"bond'un" - Translation from Turkish to Arabic

    • بوند
        
    Eğer bu iki bay onun arkadaşlarıysa İsviçre'de Bay Bond'un hayatını bağıişlamakta haklıymışız. Open Subtitles لو هؤلاء أصدقائه فصواب أننا لم نقتل السيد بوند فى سويسرا
    Çok güzel. Bay Bond'un babamı tanıdığını bilmezdim. Open Subtitles اولمبي أنا لم أعرف ان السيد بوند يعرف ابي
    Evet, artık Bay Bond'un benimle ilgilenmek için sebebi kalmadı. Open Subtitles لذا، الآن سيد بوند انت لن تكون بحاجة ان تكون مهتم بي
    - Balon bir sinyaldi. Aptal herifler Bay Bond'un görevini başardığını sandılar. Open Subtitles الحمقى الأغبياء يَجِبُ أَنْ يَعتقدوا ان السّيدُ بوند أنجزَ مهمّتُه.
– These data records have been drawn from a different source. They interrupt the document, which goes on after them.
PR #3508, opened 2022-03-18
NO-ISSUE: tweak unit tests to allow running PostgreSQL on k8s instead of docker

vrutkovs:
Instead of exposing docker socket when running unit-tests locally we could make use of k8s (deployed via cluster-bot or minikube). `kind` could work as well, but it doesn't seem to set External IPs for LB svc here.

- [x] Enhancement 

- [x] None

## How was this code tested?

- [x] No tests needed

## Assignees

/cc @flaper87 
/cc @paul-maidment 

## Checklist

## Reviewers Checklist

### DIFF
--- a/internal/common/common_unitest_db.go
+++ b/internal/common/common_unitest_db.go
@@ -1,81 +1,341 @@
 package common
 
 import (
+	"context"
 	"fmt"
+	"log"
 	"os"
+	"path/filepath"
 	"strings"
+	"time"
 
 	"github.com/google/uuid"
 	. "github.com/onsi/gomega"
 	"github.com/ory/dockertest/v3"
 	"gorm.io/driver/postgres"
 	"gorm.io/gorm"
+	"gorm.io/gorm/logger"
+	appsv1 "k8s.io/api/apps/v1"
+	corev1 "k8s.io/api/core/v1"
+	"k8s.io/apimachinery/pkg/api/errors"
+	metav1 "k8s.io/apimachinery/pkg/apis/meta/v1"
+	"k8s.io/apimachinery/pkg/util/intstr"
+	"k8s.io/apimachinery/pkg/util/wait"
+	k8s "k8s.io/client-go/kubernetes"
+	"k8s.io/client-go/rest"
+	"k8s.io/client-go/tools/clientcmd"
+	"k8s.io/client-go/util/homedir"
 )
 
+/*
+  Database connection handling funcs. This supports running Postgres in:
+	* k8s cluster
+	* if k8s connection is not available try to run it as docker container
+
+	When SKIP_UT_DB env var is set localhost:5432 is being used.
+*/
 const (
 	dbDockerName  = "ut-postgres"
 	dbDefaultPort = "5432"
+
+	k8sNamespace = "assisted-installer"
 )
 
-type DBContext struct {
+/// DBContext is an interface for various DB implementations
+type DBContext interface {
+	GetHostPort() (string, string)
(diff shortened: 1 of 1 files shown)


internal/common/common_unitest_db.go
```diff
@@ -119,13 +342,33 @@ func DeleteTestDB(db *gorm.DB, dbName string) {
 	Expect(db.Error).ShouldNot(HaveOccurred())
 }
 
-func openTestDB(dbName string) (*gorm.DB, error) {
-	dsn := fmt.Sprintf("host=127.0.0.1 port=%s user=postgres password=admin sslmode=disable", gDbCtx.GetPort())
+func getDBDSN(dbName string) string {
+	var host, port string
+	if os.Getenv("SKIP_UT_DB") != "" {
```
omertuc, line 347: Could be nice to put this logic inside getDBContext()

internal/common/common_unitest_db.go
```diff
@@ -1,81 +1,304 @@
...
+	corev1 "k8s.io/api/core/v1"
+	"k8s.io/apimachinery/pkg/api/errors"
+	metav1 "k8s.io/apimachinery/pkg/apis/meta/v1"
+	"k8s.io/apimachinery/pkg/util/intstr"
+	"k8s.io/apimachinery/pkg/util/wait"
+	k8s "k8s.io/client-go/kubernetes"
+	"k8s.io/client-go/rest"
+	"k8s.io/client-go/tools/clientcmd"
+	"k8s.io/client-go/util/homedir"
 )
```
omertuc, line 29: A comment at the top of this file explaining the fallback hierarchy would be nice

deploy/assisted-image-service.yaml
```diff
@@ -1,6 +1,11 @@
 apiVersion: v1
 kind: List
 items:
+- kind: ServiceAccount
```
omertuc, line 4: Is this committed here by mistake?

vrutkovs: No, this SA is required by other Deployments in `deploy/`, so while its not required to pass unit tests, its required to pass `make deploy-test` on k8s

omertuc: Fair enough, but seems a bit unrelated to this PR. It's important we keep things distinct in case they need to be backported.

internal/common/common_unitest_db.go
vrutkovs: Ah, good idea. Created `NoDBContext`

internal/common/common_unitest_db.go
vrutkovs: done

deploy/assisted-image-service.yaml
omertuc: This is especially important because it's really annoying backporting things that already exist in master - you have to create a fake BZ for master without any PR, and you can't use the convenient cherry-pick robot for the process

vrutkovs: I don't think the whole PR is worth backporting - this is a dev-only feature, so I'd rather have all things in one PR for this.

However I don't mind breaking this up

omertuc: I meant it the other way around, that small change may be worth backporting and it will be a pain to do it if it's merged here

vrutkovs: good point - spinned it off to https://github.com/openshift/assisted-service/pull/3629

    Onu aşağıya götürün ve Bay Bond'un yanına kapatın. Open Subtitles خُذْها لتحت و إسجنْها مَع السّيدِ بوند. يا لها من شفقة.
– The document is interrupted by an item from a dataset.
PR #3510, opened 2022-03-19
MGMT-9672: align manifest authz

slaviered:
The manifest handler implements its own access checks within the application layer. Those verifications are redundant and with the new tenancy policies also incorrect.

    Ve Bay Bond'un bunu kısaltmasına göz yumamam. Open Subtitles أنا لا أَنْوى السَماح للسّيدِ بوند بان يقصرة
    Bay Bond'un kaçışıyla ilgili hiçbir şey bulamadım. Open Subtitles انا لا اجد اي شيءَ مُسَلِّيَ حول هروبِ السّيدِ بوند.
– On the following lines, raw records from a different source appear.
PR #3512, opened 2022-03-20
MGMT-9371: added owner query param to clusters/infraenvs requests

danielerez:
Added owner query param to the following GET list: clusters and infra-evns.
If the owner param is provided, the returned list includes only clusters/infra-envs that are owned by the specified user.

- [x] New Feature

    Bunu ilk defa yapıyorum. James Bond'un iyi nişancı olmasından memnunum. Open Subtitles إنّها المرّة الأولى التي اكون ممتنَ فيها بان جيمس بوند رامي جيد
    Ve Bay Bond'un muhtemelen küçük bir anma töreni olacak... sadece Bayan Moneypenny ve bazı restoran sahipleri katılacak. Open Subtitles والسّيد بوند سَيحصل على جنازة تذكارية صغيرة لا يحضرها سوى.. مونيبني و بعض أصحاب المطاعم الباكون في الحضورِ
    James Bond'un kullandığı silah. Open Subtitles هذا نفس السلاح الذي يستعمله جيمس بوند أتعلم هذا ؟ حقاً؟
    Will ve Derrick Bond'un beni ortaklıktan çıkartmayı planladıklarını öğrendim ve onlardan önce davranmaya karar verdim. Open Subtitles لقد اكتشفت بأن ويل و بوند يفكرون بطردي وانا احاول حماية نفسي
    Ama Bond'un uyuşturucu kralı ile anlaşmaya çalıştığını bilseler, oyları o kadar kesin oy olmayabilir. Open Subtitles لو كانوا يعلمون أن بوند وقد جعل التوصل الى اتفاق مع أحد كبار تجار المخدرات
    Bond'un gidişinin bizi daha kuvvetli yaptığını göstermeliyiz, zayıflattığını değil. Open Subtitles بأنَ خسارة بوند جعلتنا أكثر قوة، وليس أضعف
    Çok benzin yaksa da James Bond'un kullandığı araba. Open Subtitles مشاكل وقود للمسافات الطويلة لكن هذه ما كان جيمس بوند يقود
    Ek olarak biraz da gülmek için biraz daha karmaşık bir dublör sahnesi yarattık, en ünlü dublör sahnelerinden biri James Bond'un bir barajdan aşağıya atlayıp daha sonra bungee tarafından yakalanmasıdır. TED الآن ، هنالك شيء قمنا به فقط من اجل المرح لخلق مشهد مثير أكثر تعقيدا احدى أشهر المشاهد الخطرة حيث قام جيمس بوند بالقفز قبالة السد في سويسرا ومن ثم اعتقل من قبل القافزون.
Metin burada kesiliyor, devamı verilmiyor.